If the estimates are anything to go by, the wireless tracking industry will see increased momentum in the year ahead. Costs and availability of standards remain key issues affecting the adoption of the technology. High costs of RFID sensors and chips have been commonly cited as a barrier to adoption by businesses, but industry players are generally optimistic that costs are gradually coming down.

While retail has been an early adopter of RFID, one industry that has been tipped to invest heavily in the technology is healthcare. RFID technology has also made its way into airline baggage systems, U.S. Army, passports.

Software giant Microsoft is also set to join in the fray--it announced in March that it will introduce a software package in 2006 to help companies manage RFID.

Mapping finds its way to more markets
Location-based services were talked about years ago, but it was not only until wireless technologies slowly began to move mainstream that furthered the potential of mapping and location services.

In 2005, search giants up the ante with new mapping services and tools. Google launched a free satellite mapping service in June. That same month, Microsoft MSN introduced a local search function that yields location-specific results for searches and incorporates maps and satellite images.

Only one month later, Microsoft announced a test version of Virtual Earth for U.S. users, which links to yellow-pages directories. Google promptly responded with Google Hybrid. Yahoo also announced an improved, beta version, of its Yahoo Maps service in November.

Singapore-based agis is also making waves in this area, developing and selling over 1,000 copies of an application that allows users of Symbian-based cellphones to access location-based services in Singapore. The company has plans to break into other countries in the region, including India and Malaysia.

As with any new technology, the benefits in location-based and mapping services have to be weighed against the risks or costs. While satellite images have proven useful in monitoring weather and disaster conditions, concerns have been raised by various parties, including governments, on the possibility of terrorists using such publicly available information to carry out destructive activities. 2006 may not be the year for mapping services but expect more new developments in this exciting new area.

Power to the grid
If 2005 was the year IT giants made stakes in computing grids, 2006 could be the year that the grandiose plans for allowing different machines to work together and share resources for computing jobs will be fulfilled.

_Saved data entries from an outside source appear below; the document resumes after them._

PR #210, opened 2026-01-03
feat: hide car logo if single make session

Xenon1:
### Overview
New feature to optionally hide car logo's if there is only 1 car make in the session, This is ignored for multiclass

Added config option to Relative and Standings that is only visable if **Car Manufacturer** is enabled
image

### Teating
- F4 with **Car Manufacturer** enabled but **Hide If Single Make** disabled 
image

- F4 with new config enabled
image

- PCC with new config enabled (Ensure multiclass exception is working, even with 4 classes of the same cars)
image

- GT3 with new config enabled (Ensure cat logo's still show)
image

_Excuse the messy commit im not normally this bad_


.vs/ProjectSettings.json
tariknz, line 1: Can you remove the .vs folder 
Since its ignored you need to do:
`git rm -r --cached .`
Then commit / push

src/frontend/components/Standings/hooks/useIsSingleMake.ts
```diff
@@ -0,0 +1,32 @@
...
+ * Returns true when the session contains only a single car manufacturer.
+ * If the session is multi-class (NumCarClasses > 1) this will always return false
+ * so manufacturers remain visible in multi-class sessions.
+ */
+export const useIsSingleMake = () => {
+  const sessionDrivers = useSessionDrivers();
+  const numCarClasses = useWeekendInfoNumCarClasses();
+
+  return useMemo(() => {
+    if (!sessionDrivers || sessionDrivers.length === 0) return false;
```
tariknz: Minor, but this is the same:
```suggestion
    if (!sessionDrivers?.length) return false;
```

src/frontend/components/Standings/hooks/useIsSingleMake.ts
```diff
@@ -0,0 +1,32 @@
...
+        CAR_ID_TO_CAR_MANUFACTURER[driver.CarID]?.manufacturer ?? 'unknown';
+      manufacturers.add(manufacturer);
+      if (manufacturers.size > 1) return false;
+    }
+
+    return manufacturers.size === 1;
+  }, [sessionDrivers, numCarClasses]);
+};
+
+export default useIsSingleMake;
```
tariknz:
```suggestion
```
No need to export default, you're already exporting it. Its better to just export what you want like the above.

tariknz (approved):
lgtm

Indian IT outsourcer Tata Consultancy Services said in September it was setting up a lab in New Delhi to work on technologies including grid computing. A week later, Microsoft declared that it will associate with grid industry standards bodies and create a version of Windows compatible with grid computing. Sun Microsystems, IBM and Oracle, also have gained momentum in this area over the last 12 months.

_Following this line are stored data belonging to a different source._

PR #211, opened 2026-01-03
feat: implement global toggle for UI overlays

RenatoCoicev:
This is a initial implementation of a "hide overlay" mechanism. It's a global hide-all-overlays hardcoded to Alt+H. In the future I'd like to make this configurable per overlay, allowing user to set shortcuts to hide each overlay.

### DIFF
--- a/src/frontend/App.tsx
+++ b/src/frontend/App.tsx
@@ -1,4 +1,4 @@
-import { useEffect, useState } from 'react';
+// App.tsx
 import { createRoot } from 'react-dom/client';
 import { HashRouter, Route, Routes } from 'react-router-dom';
 import {
@@ -13,6 +13,7 @@ import { Settings } from './components/Settings/Settings';
 import { EditMode } from './components/EditMode/EditMode';
 import { ThemeManager } from './components/ThemeManager/ThemeManager';
 import { WIDGET_MAP } from './WidgetIndex';
+import { HideUIWrapper } from './components/HideUIWrapper';
 
 const AppRoutes = () => {
   const { currentDashboard } = useDashboard();
@@ -30,13 +31,7 @@ const AppRoutes = () => {
           <Route
             key={widget.id}
             path={`/${widget.id}`}
-            element={
-              running ? (
-                <WidgetComponent {...widget.config} />
-              ) : (
-                <></>
-              )
-            }
+            element={running ? <WidgetComponent {...widget.config} /> : <></>}
           />
         );
       })}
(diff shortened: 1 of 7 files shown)


src/frontend/App.tsx
```diff
@@ -44,26 +45,49 @@ const AppRoutes = () => {
...
+
+const App = () => {
+  const [hideUI, setHideUI] = useState(false);
+
+  useEffect(() => {
+    if (window.globalKey?.onToggle) {
+      const unsub = window.globalKey.onToggle((hide) => setHideUI(hide));
+      return () => unsub();
+    }
+  }, []);
```
tariknz: Can you move this to its own component?
It will be a lot cleaner than adding business logic in the main App.tsx

src/main.ts
```diff
@@ -41,5 +41,31 @@ app.on('ready', async () => {
...
+  if (!registered) {
+    console.error(`Failed to register global shortcut: ${accel}`);
+  }
+});
+
+app.on('will-quit', () => {
+  globalShortcut.unregister('Alt+H');
+  globalShortcut.unregisterAll();
+});
+
```
tariknz: Please move this logic to its own file also  - I want to keep the main.ts entry point really lean so its easy to follow.

src/frontend/App.tsx
RenatoCoicev: Sure thing, thanks for the heads up! I'll let you know once I have it ready again, cheers.

src/main.ts
```diff
@@ -41,5 +41,31 @@ app.on('ready', async () => {
...
+    // Toggle internal state and notify renderer
+    hideState = !hideState;
+    overlayManager.getOverlays().forEach(({ window }) => {
+    window.webContents.send('global-toggle-hide', hideState);
+  });
+  });
+
+  if (!registered) {
+    console.error(`Failed to register global shortcut: ${accel}`);
+  }
```
tariknz: This logic can go into app.on('ready') but make sure its in its own class or function.

src/preload.ts
```diff
@@ -1,5 +1,14 @@
...
 
 exposeBridge();
+
+contextBridge.exposeInMainWorld('globalKey', {
+  onToggle: (cb: (hide: boolean) => void) => {
+    const listener = (_: Electron.IpcRendererEvent, hide: boolean) => cb(hide);
+    ipcRenderer.on('global-toggle-hide', listener);
+    return () => ipcRenderer.removeListener('global-toggle-hide', listener);
+  }
+});
```
tariknz: Please also create a rendererExpose function in a seperate file similar to the expose bridge function.

src/frontend/App.tsx
```diff
@@ -44,26 +45,49 @@ const AppRoutes = () => {
...
+
+  return (
+    <div className={hideUI ? 'hidden-ui' : ''}>
```
tariknz:
```suggestion
    <div className={hideUI ? 'opacity-0 pointer-events-none transition-opacity duration-100 ease-linear
' : ''}>
```
Don't create CSS classes - use tailwind please

src/frontend/index.css
```diff
@@ -8,3 +8,9 @@ html,body,#app {
   width: 100%;
   height: 100%;
 }
+
+.hidden-ui {
+  opacity: 0;
+  pointer-events: none;
+  transition: opacity 120ms linear;
+}
```
tariknz: This can go once converting to tailwind classes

Suddenly everyone wants to get on the grid, a market tipped to be globally worth about US$12 billion by 2007, according to analyst IDC.

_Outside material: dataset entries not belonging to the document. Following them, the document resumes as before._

PR #215, opened 2026-01-04
feat: Add LapCounter to Header/Footer bars

Grollo13:
Includes a total lap time estimation for timed races

### DIFF
--- a/src/frontend/context/shared/useTotalRaceLaps.tsx
+++ b/src/frontend/context/shared/useTotalRaceLaps.tsx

There appears to be potential for more businesses in the Asia-Pacific region, which trails behind the United States and Europe in adoption, to move toward grid computing. Nearly 60 percent of businesses surveyed recently envisioned a future that encompasses the technology.

Sun Microsystems, Oracle and AMD announced in November a Business Grid technology showcase based in Singapore to demonstrate the benefits of grid computing to companies in the region.

According to Roger Scott, vice president of technology sales consulting at Oracle Asia-Pacific, India in particularly has been making steady progress in this area, with large systems integrators and organizations starting "to embrace grid computing on a large scale".

In early 2005, Microsoft Chairman Bill Gates commented that the price of bandwidth is holding back the spread of computing, but Sun Microsystems COO Jonathan Schwartz pointed to the cost of the computers. The latter has also hinted that prices will drop.